確認作業に必要なデータの準備処理の自動化や、確認作業のメンバーへの通知、その後の処理の軌道など、かなりオペレーションを細かく分解分析して自動化できるところを探しています。

内容に関してはブログにも記載しています。興味のある方はご覧ください。
https://engineering.mercari.com/blog/entry/20220428-06da50715c/

以上が、機械学習システムとして取り組んでいる内容になります。とはいえ、このシステム以外の観点で品質維持向上に役立っていると思われる考え方や実践例もあります。最後にそちらも紹介します。

Others

ここでは、主に二つの観点でお話しします。一つはプロダクトの視点についてでシステム以外のプロダクトを取り巻く環境の話、もう一つは品質の継続性についてで今のMLシステムは一定品質を確保できるとして、それをどうやって継続していくのかという観点になります。

一つ目は、プロダクトの視線です。機械学習チームのメンバーだけでなくビジネス部門を含めた与信事業に関わるメンバー全員で、さまざまな観点から各指標・施策をチェックしています。

機械学習チームだけでは機械学習のメトリクスにフォーカスが当たりやすいのですが、事業全体で考えることで、UXや収益性の観点からも議論し、最終的なアウトプットのチェックをすることができます。

実際にその特徴量を使うべきかという議論に関して、公平なサービスが提供できているかという観点で、Privacy officeでも利用していいかをチェックしています。機械学習エンジニアチームが一次判断をした後、Privacy officeでこれを使っていいかを議論をすることで、公平性の確保に努めています。

二つ目はカルチャーです。品質の継続性において、組織のカルチャーは非常に重要だと思います。今のプロジェクトを上手く終えるだけでなく、継続的に品質改善していくチームカルチャーを作ることに努めています。新メンバーが改善・提案をしやすい、また改善に着手しやすいチームであることが大切です。

カルチャー醸成のための一つ目の取り組みは、ドキュメンテーションの徹底です。ドキュメンテーションの意義は、過去の意思決定の根拠をたどり、将来の施策や改善に繋げることです。たとえばニューメンバーが入ってきたときに「なぜこの実装なのか」「当時どうしてそのような意思決定をしたのか」を辿れるようにするのが、品質の継続性という観点で重要です。

二つ目は、与信年表です。これもドキュメンテーションの一つではあります。
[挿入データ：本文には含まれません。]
Issue #1377, opened 2021-08-05
Anoying error messages on every key pressed.


ajr-dev:
When I'm modifying my configuration, I keep receiving an error saying that it doesn't find Python. But if I keep receiving an error every time I press a key and it doesn't let me write I can't fix anything. I had to remove it from my configuration to be able to write.

SirVer:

ですが、機械学習モデルの変更履歴だけではなく、与信事業としてある時点でどういう与信をしていたのかを年表でまとめることで、当時のデータがどういう環境で生成されたのかが事業全体として共有できるというつもりで作っています。

三つ目は、Trust & Opennessなカルチャーです。このカルチャーが根付いていると強く感じまして、それによって違和感を覚えたときに声を上げやすい、そして改善提案をチーム内・事業内でしやすい環境が育まれています。この環境が、品質の継続的な改善にも役立っています。

最後に

私たちMLチームは、機械学習システムの品質がお客さまや社会に対してかなり直接的に影響を及ぼします。非常に挑戦のしがいと緊張感のある空間です。

いろいろな意味での品質が求められますので、組織力だけでも技術力だけでも、求められる品質には及びません。その双方に着目して自己成長しながら、総動員で品質向上に取り組んでいます。

ビジネス側とエンジニアが全体で与信事業の品質向上に取り組んでおり、最後にお話ししたカルチャーの醸成も、基礎品質の一つとして我々の機械学習モデル、ひいては与信のプロダクトサービスの品質を形づくっていると思います。

ご清聴いただきありがとうございました。